- [EXERCISE DESCRIPTION] Copy each line below in which the string "that" appears.

Records from a data source:

PR #686, opened 2017-01-04
Textfiles code compliance improvements

MaanooAk:
### Code compliance improvements:
- Print line number of an issue
- Added missing space issue (detects `){` and `if/for/while(`)
- Added extra space issue (detects spaces before `;`)
- Can be extended

> For the current master the `make checkfast` print:
>
> screenshot from 2017-01-04 17-06-26

### How it works:
First the whole file string is searched and if at least an issue is found somewhere, the file is searched line by line (in order to generate proper description with  the line and line number).
Regular expressions and generators are used when possible.

### DIFF
--- a/buildsystem/codecompliance/__main__.py
+++ b/buildsystem/codecompliance/__main__.py
@@ -171,7 +171,7 @@ def find_all_issues(args, check_files=None):
 
     if args.cppstyle:
         from .cppstyle import find_issues
-        yield from find_issues(check_files, ('openage', 'libopenage'))
+        yield from find_issues(check_files, ('libopenage',))
 
     if args.pylint:
         from .pylint import find_issues
--- a/buildsystem/codecompliance/__main__.py
+++ b/buildsystem/codecompliance/__main__.py
@@ -1,4 +1,4 @@
-# Copyright 2014-2016 the openage authors. See copying.md for legal info.
+# Copyright 2014-2017 the openage authors. See copying.md for legal info.
 
 """
 Entry point for the code compliance checker.
@@ -132,12 +132,15 @@ def main(args):
     else:
         check_files = None
 
-    issues_found = False
+    issues_count = 0
     for title, text in find_all_issues(args, check_files):
-        issues_found = True
+        issues_count += 1
         print("\x1b[33;1mWARNING\x1b[m {}: {}".format(title, text))
 
-    return not issues_found
+    if issues_count > 0:
+        print("A total of \x1b[33;1m{} issues\x1b[m were found.".format(issues_count))
+
+    return issues_count == 0
 
 
 def find_all_issues(args, check_files=None):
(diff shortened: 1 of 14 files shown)


MaanooAk:
The tests are failing because of the new issue detection. Before merge we should fix the warning (if this pr is in the right direction)

TheJJ:
You are: awesome.
This is very much in the right direction. The thing we didn't think about back then was adding exceptions for Cython generated files.

However: I would put the `.cpp` and `.h` checks in a separate file like `cppstyle.py`. And if the `textfiles.py` then needs to share code with the `cppstyle.py`, use the common functions by importing `textfiles` from `cppstyle.py`

Thanks :+1:

MaanooAk:
The `textfiles.py` is not compatible with the `only_changed_files`. Is there a reason or should I change it?

buildsystem/codecompliance/__main__.py
```diff
@@ -166,6 +169,10 @@ def find_all_issues(args, check_files=None):
         from .pystyle import find_issues
         yield from find_issues(check_files, ('openage', 'buildsystem'))
 
+    if args.cppstyle:
+        from .cppstyle import find_issues
+        yield from find_issues(check_files, ('openage', 'libopenage'))
```
MaanooAk: Ok (small change for next commit)

buildsystem/codecompliance/util.py
```diff
@@ -49,6 +49,26 @@ def readfile(filename):
...
+            if filename.startswith('.'):
+                continue
+
+            filename = os.path.join(path, filename)
+
+            if os.path.isdir(filename):
+                yield from find_all_files((filename,))
+                continue
+
+            yield filename
```
TheJJ: Why did you copy the function? Just make a new case if the extension is None, then the extension isn't checked. then you can remove the duplicated code.

buildsystem/codecompliance/util.py
```diff
@@ -68,3 +88,14 @@ def findfiles(paths, exts):
 
             if has_ext(filename, exts):
                 yield filename
+
+
+def issue_str(title, filename):
+    return (title, filename)
```
TheJJ: Can you factor out this function entirely? :)

TheJJ:
I don't think there's a reason, we just used it to check all remaining files. So we can already use the infrastructure to check only `.cpp` and `.h` files efficiently with the extension check.

buildsystem/codecompliance/util.py
MaanooAk: This function from which all (should/will) issues pass, so if we want to add other format or color we can just change this only function. You don't agree?

buildsystem/codecompliance/util.py
MaanooAk: I thought I could make it smaller with out the extension checking (turns out I cant) and then forgot about it... I will change it

MaanooAk: I thought I could make it smaller with out the extension checking (turns out I cant) and then forgot about it... I will change it

buildsystem/codecompliance/util.py
TheJJ: Ah, okay. Jup, then leave it and maybe add a comment what could be done there.

MaanooAk:
This should be all done!

PR #688, opened 2017-01-09
docs: Reverse engineering for Monks, Accuracy and Ram Speed

heinezen:
Made some docs for reverse engineering and added new info to other docs.

**Where does this information come from?**
Mainly from the Youtube Channels of [Spirit of the Law](https://www.youtube.com/channel/UChzLZJo-SxuPHz-oYKAIC_g) and [Zero Empires](https://www.youtube.com/channel/UCoMg6gEYvB9n5RaoIngFFJw). I provided the video links in the files, so that everybody can verify if I got something wrong.

**What do these docs cover?**

Accuracy:
- Relation of accuracy and distance/target size
- How inaccuracy/accuracy is defined by game mechanics
- Damage by stray arrows, scorpions and friendly fire

Damage:
- How and when does the game calculate damage from projectiles?

Market:
- Gold formula for trade carts
- Resource prices and tribute system
- Path finding for trade carts if market is destroyed

Monks:
- Converting buildings

Ram Speed:
- Which units affect the speed of a ram and by how much?

Also included are weird bugs and irritating behaviour that may or may not be kept in OpenAge for nostalgia.


TheJJ:
Whoa awesome!
Thank you very much!

PR #695, opened 2017-01-11
show timestamp in build output for easier VM troubleshooting

zuntrax:
#649 had a CI error because of a missing pep8 module. It would have been nice to see a timestamp in the build output.

### DIFF
--- a/.kevin
+++ b/.kevin
@@ -5,6 +5,7 @@
 
 
 sanity_check:
+	date -Iseconds
 	make checkall
 
 configure:


zuntrax:
We could as well put it into kevin source code before cloning the repo, but this is the easier fix.

zuntrax:
Just saw that there is a `_created` file containing a timestamp in the build results directory, but I'd still like to see it in the build output.

TheJJ:
Hm ok, just out of curiosity: why do you wanna see the timestamp?

zuntrax:
We'll add this in kevin.

PR #698, opened 2017-01-16
fix build with libbacktrace, clean up log includes

zuntrax:
* Fixed linker error when building with libbacktrace.
* `log/log.h` was implicitly imported by `error/error.h`.
* Reordered some includes to match "associated - global - local" structure.


zuntrax:
Blocks on #699.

- [ANSWER]
Mainly from the Youtube Channels of [Spirit of the Law](https://www.youtube.com/channel/UChzLZJo-SxuPHz-oYKAIC_g) and [Zero Empires](https://www.youtube.com/channel/UCoMg6gEYvB9n5RaoIngFFJw). I provided the video links in the files, so that everybody can verify if I got something wrong.
Also included are weird bugs and irritating behaviour that may or may not be kept in OpenAge for nostalgia.
Just saw that there is a `_created` file containing a timestamp in the build results directory, but I'd still like to see it in the build output.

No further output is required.